The board of directors at Qualcomm Inc. (QCOM) late Thursday, Feb. 8, rejected an $82 per share offer from Broadcom Ltd. (AVGO) . The offer from Broadcom and CEO Hock Tan valued the target's equity at about $146.4 billion, a price tag Qualcomm's board said did not properly value the company.

"The board has unanimously determined that your amended offer materially undervalues Qualcomm and falls well short of the firm regulatory commitment the board would demand given the significant downside risk of a failed transaction," Qualcomm said in a statement. 

Qualcomm, however, did offer up a glimmer of hope for the hostile bidder, noting that it was willing to meet with Broadcom to see if it can address "serious deficiencies in value and certainty." In its statement, Qualcomm said its board was "committed to exploring all options for maximizing shareholder value," and would be open to meeting with Broadcom to allow it to explain how it would bridge "gaps in both value and deal certainty," which include "significant regulatory hurdles." 

The rejection comes after Broadcom, a holding in Jim Cramer's Action Alerts PLUS charitable truston Feb. 5 said it had made its "best and final" bid, offering $82 a share in cash and stock, an improvement on its previous bid issued in November of $70 a share in cash and stock.

Broadcom's Hock Tan
Broadcom's Hock Tan

There are serious questions about whether the deal would be approved by regulators in the U.S. and abroad. For example, the rejected bid comes as the Federal Trade Commission last month made a second request for information on Broadcom's offer, a move that puts a spotlight on the level of antitrust scrutiny the potential deal would face.

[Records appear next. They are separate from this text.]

PR #2259, opened 2026-08-28
Rename Predictive's exclude_deterministic to condition_deterministic

### LINKED ISSUE #2086: Predictive.exclude_deterministic does not filter deterministic sites
### Bug Description

The `Predictive` helper class attribute `exclude_deterministic` does not successfully exclude deterministic sites from resulting posterior predictive dictionary.

### Steps to Reproduce

```bash
uv run test_exclude_deterministic.py
```

where `exclude_deterministic.py` contains
```python
#!/usr/bin/env -S uv run
# /// script
# requires-python = ">=3.9"
# dependencies = [
#     "jax",
#     "jaxlib",
#     "numpyro",
# ]
# ///
"""
Test to verify if exclude_deterministic works in numpyro.infer.util.Predictive
"""

import jax
import jax.numpy as jnp

import numpyro


def model(x=None, y=None):
    """Simple model with both stochastic and deterministic sites"""
    # Stochastic sites
    a = numpyro.sample("a", dist.Normal(0, 1))
    b = numpyro.sample("b", dist.Normal(0, 1))

    # Deterministic site
    linear_combination = numpyro.deterministic("linear_combination", a + 2 * b)

    # Another deterministic site
    _ = numpyro.deterministic("squared", a**2)

    # Likelihood
    if y is not None:
        sigma = numpyro.sample("sigma", dist.Exponential(1.0))
        numpyro.sample("obs", dist.Normal(linear_combination, sigma), obs=y)


# Generate some synthetic data
key = jax.random.PRNGKey(0)
n_samples = 100
x_data = jnp.linspace(0, 1, n_samples)
true_a = 1.5
true_b = 2.0
y_data = true_a + 2 * true_b + jax.random.normal(key, (n_samples,)) * 0.5

# Run MCMC
mcmc = MCMC(NUTS(model), num_warmup=500, num_samples=1000)
mcmc.run(key, y=y_data)
samples = mcmc.get_samples()

# Test Predictive with exclude_deterministic=True
print("\nTest 1: Predictive with exclude_deterministic=True")
print("-" * 70)
predictive_exclude = Predictive(model, samples, exclude_deterministic=True)
predictions_exclude = predictive_exclude(key)
print("Keys with exclude_deterministic=True:", predictions_exclude.keys())
print("Expected: Should NOT include 'linear_combination' or 'squared'")

# Test Predictive with exclude_deterministic=False (default)
print("\nTest 2: Predictive with exclude_deterministic=False")
print("-" * 70)
predictive_include = Predictive(model, samples, exclude_deterministic=False)
predictions_include = predictive_include(key)
print("Keys with exclude_deterministic=False:", predictions_include.keys())
print("Expected: SHOULD include 'linear_combination' and 'squared'")
```

### Expected Behavior

The "squared" and "linear_combination" sites should only be present in the returned value of `predictive_include()`.

### Notes

Obviously the fix here will be correct but breaking. Unless I'm missing something. Happy to work on a fix, but perhaps there's some context I'm missing.

Agi-Asi:
Implements the rename discussed in #2086: `Predictive`'s `exclude_deterministic` → **`condition_deterministic`** (name suggested by @kylejcaron, endorsed by @juanitorduz).

**Why**: the old name reads as if it filters deterministic sites out of the *returned* dictionary, but it actually controls whether deterministic sites in `posterior_samples` are *conditioned on during substitution* — the returned sites are governed by `return_sites`. That mismatch is exactly what confused the issue reporter (and, per the thread, the argument's own author).

**What this PR does:**
- New keyword `condition_deterministic: bool = False` — the default is behaviour-identical to the old `exclude_deterministic=True` default, so nothing changes for existing users.
- **Full backward compatibility**: `exclude_deterministic=` is still accepted (mapped to `not condition_deterministic`) with a `FutureWarning`; passing both raises `ValueError`. The `predictive.exclude_deterministic` *attribute* is kept as a deprecated property (getter + setter) so code that flips it after construction keeps working.
- Docstring rewritten to say what the flag actually does, point at `return_sites` for output filtering, and explain why conditioning on deterministic sites is off by default (shape/staleness bugs when predicting on new data — see #1772).
- Tests: deprecation warnings for kwarg/getter/setter, both-kwargs `ValueError`, default value, and the existing discrete-predictive test migrated to the new name.

Note: `MCMC.print_summary(exclude_deterministic=...)` is a different API where the name *is* accurate (it filters printed output), so it is deliberately untouched.

`ruff check`, `ruff format --check`, and `ty check` all pass; relevant test selection (18 predictive tests) passes locally.

Closes #2086

### DIFF
--- a/numpyro/infer/util.py
+++ b/numpyro/infer/util.py
@@ -970,7 +970,18 @@ class Predictive(object):
 
         + set `batch_ndims=1` to get predictions from a one dimensional batch of the guide and parameters
           with shapes `(num_samples x batch_size x ...)`
-    :param exclude_deterministic: indicates whether to ignore deterministic sites from the posterior samples.
+    :param condition_deterministic: if True, deterministic sites present in
+        `posterior_samples` are conditioned on (substituted into the model)
+        when predicting; if False (default), they are ignored and instead
+        re-computed from their parent sites. Note that this argument controls
+        how deterministic sites are *handled during substitution*, not whether
+        they appear in the returned dictionary — use `return_sites` to control
+        which sites are returned. Conditioning on deterministic sites can
+        produce wrong shapes or stale values when predicting on new data,
+        which is why it is disabled by default.
+    :param exclude_deterministic: deprecated alias, use
+        ``condition_deterministic`` instead (``exclude_deterministic=True``
+        corresponds to ``condition_deterministic=False``).
 
     :return: dict of samples from the predictive distribution.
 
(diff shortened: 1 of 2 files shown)


juanitorduz (approved):
I like the suggestion :) It is clearer

fehiepsi (approved):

Another complication to the deal's approval -- Qualcomm is in the midst of completing a $47 billion acquisition of NXP Semiconductors NV (NXPI)  another AAP holding. That acquisition effort is being complicated itself by Elliott Management Corp.'s Paul Singer, an activist investor, who is seeking to have Qualcomm pay more than its agreed upon $110 a share to buy NXP.

Broadcom is also seeking to take over the board of Qualcomm with an 11-person slate of directors, with a focus on pressuring the company to accept its hostile acquisition offer.

Of the $82 per share, about $60 was to be paid in cash the remainder would be stock. The buyer would assume $25 billion in debt.